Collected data
PR #1387, opened 2024-07-03
Feature/statistics tracking

RubenEschauzier:
This PR introduces a system to track statistics during query execution and exposes these statistics to other components using event emitters.
The process works as follows:

1.	The `actor-context-preprocess-set-defaults` adds an empty `Map<IActionContextKey<any>, any>` object to the context.
2.	Other `actor-context-preprocess` actors can add statistics trackers to this map.

These statistics trackers must either implement an interface that extends `IStatistic` or implement `IStatisticAggregate`, which should be defined in `@comunica/types/lib/IStatistic.ts.`
The `IStatistic` interface requires an `eventEmitter` and a function to retrieve this emitter. This setup allows actors with access to the context to add listeners to these emitters, gaining access to data produced by the statistics trackers.
The `IAggregateStatistic` interface is designed for trackers that need to combine data from multiple statistics trackers, such as tracking queried topology combined with intermediate result statistics. This interface requires the attribute `toAggregate: Record<string, IStatistic>`, which defines the statistics the object will aggregate. As `IAggregateStatistic` extends the base `IStatistic` interface, it also exposes an `eventEmitter`.
This is a draft PR as I’m unsure of several design choices:
1.	Interface Genericity:

- How generic should the interfaces be?
- Should an interface be restricted to one type of event logged in Comunica?
- The advantage of having a specific interface for each log is that when a statistic is output in Comunica, the function generating the statistic can call a single function with all the data available, delegating processing to the (possibly user-defined) statistic tracker. However, this might reduce the interface's generality.

2.	Multiplicity of Statistic Instances:

- Should the `statisticMap` allow multiple different instances of the same base interface (e.g., IStatisticDiscoveredLinks)?

3.	Scope of Implementation:

- Currently, I have implemented trackers for discover and dereference events, which are mainly useful for link traversal. Which parts of the PR should be in Comunica, and which parts should be in link traversal?

4.	Typing of Events:

- I am not sure how to properly type the events. Currently, events are typed as `any`. Ideally, a statistics interface would also specify the type of data to be emitted, but this might limit the interface's generality.


packages/types/lib/IStatistic.ts
```diff
@@ -0,0 +1,101 @@
...
+
+export interface IStatistic {
+  /**
+   * Query string of tracked execution
+   */
+  query: string, 
+
+  statisticEvents: EventEmitter;
+
+  getEmitter: () => EventEmitter;
```
rubensworks, line 16: I did a quick search here, and it looks like you're only emitting on-data events.
So for type-safety, I would propose just adding the following two methods instead:
```
addListener(cb: () => void): void;
emit(data: T): void;
```
For the `T`, you'll have to add a generic type to the `IStatistic` to indicate the type of data that is emitted.

packages/types/lib/IStatistic.ts
```diff
@@ -0,0 +1,101 @@
...
+import type { ILink } from '@comunica/bus-rdf-resolve-hypermedia-links';
+import type { ActionContextKey } from '@comunica/core';
+import type { IActionContext } from './IActionContext';
+import type { IQuerySource } from './IQuerySource';
+
+export interface IStatistic {
+  /**
+   * Query string of tracked execution
+   */
+  query: string,
```
rubensworks, line 12: This seems odd to have here. Can it be removed?

packages/actor-context-preprocess-set-defaults/lib/ActorContextPreprocessSetDefaults.ts
```diff
@@ -35,8 +39,21 @@ export class ActorContextPreprocessSetDefaults extends ActorContextPreprocess {
         .setDefault(KeysQuerySourceIdentify.sourceIds, new Map())
         .setDefault(KeysCore.log, this.logger)
         .setDefault(KeysInitQuery.functionArgumentsCache, this.defaultFunctionArgumentsCache)
-        .setDefault(KeysQuerySourceIdentify.hypermediaSourcesAggregatedStores, new Map());
+        .setDefault(KeysQuerySourceIdentify.hypermediaSourcesAggregatedStores, new Map())
+        .setDefault(KeysStatisticsTracker.statistics, new Map());
 
+      if (context.get(KeysStatisticsTracker.statisticsSaveLocation)) {
```
rubensworks, line 45: Not sure if this really belongs in Comunica (it's not browser-safe). Could be a post-processing step outside of Comunica I guess?

packages/context-entries/lib/Keys.ts
```diff
@@ -294,3 +299,42 @@ export const KeysRdfJoin = {
    */
   lastPhysicalJoin: new ActionContextKey<string>('@comunica/bus-rdf-join:lastPhysicalJoin'),
 };
+
+export const KeysStatisticsTracker = {
+  /**
+   * Map holding all statistics being tracked, filled with keys from KeysTrackableStatistics
+   */
+  statistics: new ActionContextKey<Map<IActionContextKey<any>, any>>(
```
rubensworks, line 307: I would introduce a new class/type for these statistics, as `Map<IActionContextKey<any>, any>` is not that nice, and not type-safe.

packages/types/lib/IStatistic.ts
```diff
@@ -0,0 +1,101 @@
...
+   * Query string of tracked execution
+   */
+  query: string, 
+
+  statisticEvents: EventEmitter;
+
+  getEmitter: () => EventEmitter;
+}
+
+export interface IAggregateStatistic extends IStatistic {
```
rubensworks, line 19: I wonder if we really need a dedicated interface for this?
The stats that want to do aggregation can just do it? There's nowhere where an `IAggregateStatistic` is explicitly required I guess?

rubensworks (commented):
Below some comments in-line, and some answers to your questions:

> Should an interface be restricted to one type of event logged in Comunica?

I would say yes.

> Should the statisticMap allow multiple different instances of the same base interface (e.g., IStatisticDiscoveredLinks)?

I would say no.

> Currently, I have implemented trackers for discover and dereference events, which are mainly useful for link traversal. Which parts of the PR should be in Comunica, and which parts should be in link traversal?

TPF queries also traverse in base comunica, so I guess all of these would be applicable here?

> I am not sure how to properly type the events. Currently, events are typed as any. Ideally, a statistics interface would also specify the type of data to be emitted, but this might limit the interface's generality.

Yeah, we don't want no `any` :-)

packages/types/lib/IStatistic.ts
RubenEschauzier: I agree that it's odd, my reasoning was if an engine instance is used for multiple queries in a row and the user wants to track the statistics computed by comunica, a statistics logger might want to output the query associated with the statistic. However, this should be removed if we're not using the logger.

packages/types/lib/IStatistic.ts
RubenEschauzier: Right, that does make more sense.

packages/context-entries/lib/Keys.ts
RubenEschauzier: It might be overkill, but could it also be an action context?

packages/types/lib/IStatistic.ts
RubenEschauzier: No, I guess not, if every type of statistic tracking will have a dedicated interface. It might be needed to define a `getTrackedStatistic(): any` function in the IStatistic interface then, as you would want all statistic trackers to expose their information to other parts of Comunica.

packages/actor-context-preprocess-set-defaults/lib/ActorContextPreprocessSetDefaults.ts
rubensworks: I also don't think CLI access is super useful.

packages/context-entries/lib/Keys.ts
rubensworks: Probably won't work, as that one is immutable, whereas we do want something mutable here.
But something similar type-wise could work.

packages/types/lib/IStatistic.ts
RubenEschauzier: On second thought it's not needed, as the emitters already expose all data.

RubenEschauzier:
I see tests fail due to me removing the `networkCache/` contents and adding it to .gitignore. How does this work, were the contents  supposed to be tracked?

rubensworks:
> I see tests fail due to me removing the networkCache/ contents and adding it to .gitignore. How does this work, were the contents supposed to be tracked?

These files must definitely not be ignored, and are to be checked into git.

packages/actor-context-preprocess-statistic-link-discovery/lib/StatisticLinkDiscovery.ts
```diff
@@ -0,0 +1,84 @@
...
+    this.log = log;
+  }
+
+  public setDiscoveredLink(link: ILink, parent: ILink): boolean {
+    // If self-edge or duplicate edge we don't track.
+    if (link.url === parent.url || this.edgeList.has(JSON.stringify([ parent.url, link.url ]))) {
+      return false;
+    }
+
+    this.edgeList.add(JSON.stringify([ parent.url, link.url ]));
```
rubensworks, line 41: Why the stringify? Can't we keep the original objects?

packages/actor-context-preprocess-statistic-link-discovery/lib/StatisticLinkDiscovery.ts
```diff
@@ -0,0 +1,84 @@
...
+  public edgeList: Set<string>;
+
+  // Metadata is saved as follows: First key indicates what url this metadata belongs to, while value is
+  // a list of all metadata objects recorded. This list can contain multiple Records as links can be discovered from
+  // multiple data sources.
+  public metadata: Record<string, Record<any, any>[]>;
+
+  // Emitter that indicates when a new discover statistic is recorded. This can be used downstream for, e.g, aggregate
+  // statistic trackers
+  public statisticEvents: EventEmitter;
```
rubensworks, line 19: We probably don't need to make this public. (applies to all statistics)

packages/actor-context-preprocess-statistic-link-discovery/lib/StatisticLinkDiscovery.ts
```diff
@@ -0,0 +1,84 @@
+// eslint-disable-next-line import/no-nodejs-modules
+import { EventEmitter } from 'events';
```
rubensworks, line 2: Since the name of this package clashes with a node built-in (it's missing from your package.json's), we'll always have linter issues with it.
Maybe it's not worth it to use it, and just implement a basic listener system ourselves.
We can probably implement a `StatisticBase` or something similar for this.

packages/actor-context-preprocess-statistic-link-discovery/lib/StatisticLinkDiscovery.ts
```diff
@@ -0,0 +1,84 @@
...
+    const discoverEventData: IDiscoverEventData = {
+      edge: [ parent.url, link.url ],
+      metadataChild: this.metadata[link.url],
+      metadataParent: this.metadata[parent.url],
+    };
+
+    this.emit(discoverEventData);
+
+    // Log info if available
+    this.log('Discover Event', () => ({
```
rubensworks, line 65: Is log still needed if we already have emit?
I would suspect logging can be implemented on top of emit.

packages/actor-context-preprocess-aggregate-statistic-traversed-topology/lib/AggregateStatisticTraversedTopology.ts
```diff
@@ -0,0 +1,152 @@
...
+  IStatistic,
+  IStatisticDereferencedLinks,
+  IStatisticDiscoveredLinks,
+  ITopologyEventNotification,
+} from '@comunica/types';
+
+export class AggregateStatisticTraversedTopology implements IStatistic<ITopologyEventNotification> {
+  // Emitter that indicates when an update to the aggregate statistic happened
+  public statisticEvents: EventEmitter;
+  public toAggregate: StatisticsHolder;
```
rubensworks, line 17: This one doesn't seem really required.

packages/actor-context-preprocess-aggregate-statistic-traversed-topology/lib/AggregateStatisticTraversedTopology.ts
```diff
@@ -0,0 +1,152 @@
...
+
+    return true;
+  }
+
+  public addListener(cb: (arg0: ITopologyEventNotification) => void): void {
+    this.statisticEvents.addListener('data', cb);
+  }
+
+  public processDiscoverEvent(data: IDiscoverEventData): void {
+    this.edgeList.add(JSON.stringify(data.edge));
```
rubensworks, line 58: Stringify not needed?

rubensworks (changes requested):
Here's some initial feedback. I can do a more detailed pass after these comments are resolved.

packages/actor-context-preprocess-set-defaults/lib/index.ts
```diff
@@ -1 +1,2 @@
 export * from './ActorContextPreprocessSetDefaults';
+export * from './StatisticsHolder';
```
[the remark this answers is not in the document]
RubenEschauzier: The `StatisticsHolder` class is used for typing the `StatisticsHolder` object obtained from the action context. I think it should be exported then?

eslint.config.js
```diff
@@ -15,6 +15,7 @@ module.exports = config([
       // Default
       'unicorn/consistent-destructuring': 'off',
       'unicorn/no-array-callback-reference': 'off',
+      'unicorn/prefer-node-protocol': 'off',
```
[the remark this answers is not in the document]
rubensworks: > I can remove this line and instead only use // eslint-disable-next-line import/no-nodejs-modules if you want?

That would be better indeed. But given one of my later comments, maybe we don't need EventEmitter at all.

packages/actor-context-preprocess-set-defaults/lib/index.ts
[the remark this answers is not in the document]
rubensworks: Yes, that's right.

packages/actor-context-preprocess-statistic-link-discovery/lib/StatisticLinkDiscovery.ts
RubenEschauzier: Right, which could also have typed events, as I believe is done in CSS. Should I create a separate package for this or where do you prefer to put it?

rubensworks: I would start by implementing it here, and if needed, we can move it to a separate dedicated package.
We don't need anything too complicated here I think.

RubenEschauzier: This actor only tracks discover statistics, so we would create a between-actor dependency for other statistics (like link dereferences). I can start with that for now, but it would need to be refactored in the future.

RubenEschauzier: I implemented the StatisticLinkDiscovery with the StatisticBase you proposed. Is this what you meant? If so I can place the StatisticBase in `bus-context-preprocess` as all statistic tracker actors will use this package.

rubensworks: I have some suggestions on class/method naming, but the idea looks good to me!

> If so I can place the StatisticBase in bus-context-preprocess as all statistic tracker actors will use this package.

This bus might not be the best suited place for this. But I don't have a better suggestion atm, so let's start with that for now, and move later if good inspiration arrives.

packages/actor-context-preprocess-statistic-link-discovery/lib/StatisticLinkDiscovery.ts
RubenEschauzier: Do you mean by passing a logger to the emit function as an optional parameter?

rubensworks: No, not really.
What we can do, is remove this logger code here.
And if the user still requires the logging of this information, the user can add a listener to this statistic, and manually call the logger from the statistic listener callback.
Do you think this make sense?

RubenEschauzier: That makes sense, though this would require the user to make an actor. As the statistics are only available in the context, which is inaccessible to the user.

rubensworks: > As the statistics are only available in the context, which is inaccessible to the user.

Won't they be available to the user that invoked the query (through the JS API)?
Because the user can provide an input context, and can also obtain the output context after starting execution.

RubenEschauzier: They can obtain the output context? Oops never knew, then I completely agree with removing the log function

packages/actor-context-preprocess-query-source-identify/lib/ActorContextPreprocessQuerySourceIdentify.ts
```diff
@@ -54,6 +58,26 @@ export class ActorContextPreprocessQuerySourceIdentify extends ActorContextPrepr
         .map(querySource => this.expandSource(querySource)));
       const querySources: IQuerySourceWrapper[] = await Promise.all(querySourcesUnidentifiedExpanded
         .map(async querySourceUnidentified => this.identifySource(querySourceUnidentified, action.context)));
+
+      /**
+       * When identifying sources in preprocess actor, we record this as a dereference seed document event
+       */
+      const statistics: IStatisticsHolder = action.context.get(KeysInitQuery.statistics)!;
```
rubensworks, line 65: You can use `context.getSafe` here. Probably applies to other places as well.

packages/actor-context-preprocess-query-source-identify/lib/ActorContextPreprocessQuerySourceIdentify.ts
```diff
@@ -54,6 +58,26 @@ export class ActorContextPreprocessQuerySourceIdentify extends ActorContextPrepr
...
+      const statisticDereferenceLinks = <IStatisticBase<ILink>> statistics
```
rubensworks, line 66: This should also work:
```suggestion
      const statisticDereferenceLinks: IStatisticBase<ILink> = statistics
```

packages/actor-context-preprocess-statistic-link-dereference/lib/ActorContextPreprocessStatisticLinkDereference.ts
```diff
@@ -0,0 +1,34 @@
...
+  }
+
+  public async test(_action: IActionContextPreprocess): Promise<IActorTest> {
+    return true;
+  }
+
+  public async run(action: IActionContextPreprocess): Promise<IActorContextPreprocessOutput> {
+    const statisticsHolder: StatisticsHolder = action.context.get(KeysInitQuery.statistics)!;
+
+    // Create StatisticLinkDereference with bound log function with context entry already filled in
```
rubensworks, line 27: Comment can go?

packages/actor-context-preprocess-statistic-link-dereference/lib/ActorContextPreprocessStatisticLinkDereference.ts
```diff
@@ -0,0 +1,34 @@
...
+    const statisticLinkDereference: StatisticLinkDereference = new StatisticLinkDereference();
```
rubensworks, line 28: I'd just inline this to line 30.

packages/actor-context-preprocess-statistic-link-dereference/lib/StatisticLinkDereference.ts
```diff
@@ -0,0 +1,27 @@
...
+
+export class StatisticLinkDereference extends StatisticBase<ILink> {
+  public constructor() {
+    super();
+  }
+
+  public updateStatistic(link: ILink, source: IQuerySource): boolean {
+    const metadata: Record<string, any> = {
+      type: source.constructor.name,
+      dereferencedTimestamp: Date.now(),
```
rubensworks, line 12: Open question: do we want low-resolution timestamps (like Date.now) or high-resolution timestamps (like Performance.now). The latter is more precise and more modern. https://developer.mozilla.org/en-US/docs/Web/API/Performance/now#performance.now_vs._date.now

Exercise requirements
Return a copy of each line in the records above that has "tracking" in it.

Result of this exercise
Feature/statistics tracking
The `IAggregateStatistic` interface is designed for trackers that need to combine data from multiple statistics trackers, such as tracking queried topology combined with intermediate result statistics. This interface requires the attribute `toAggregate: Record<string, IStatistic>`, which defines the statistics the object will aggregate. As `IAggregateStatistic` extends the base `IStatistic` interface, it also exposes an `eventEmitter`.
RubenEschauzier: No, I guess not, if every type of statistic tracking will have a dedicated interface. It might be needed to define a `getTrackedStatistic(): any` function in the IStatistic interface then, as you would want all statistic trackers to expose their information to other parts of Comunica.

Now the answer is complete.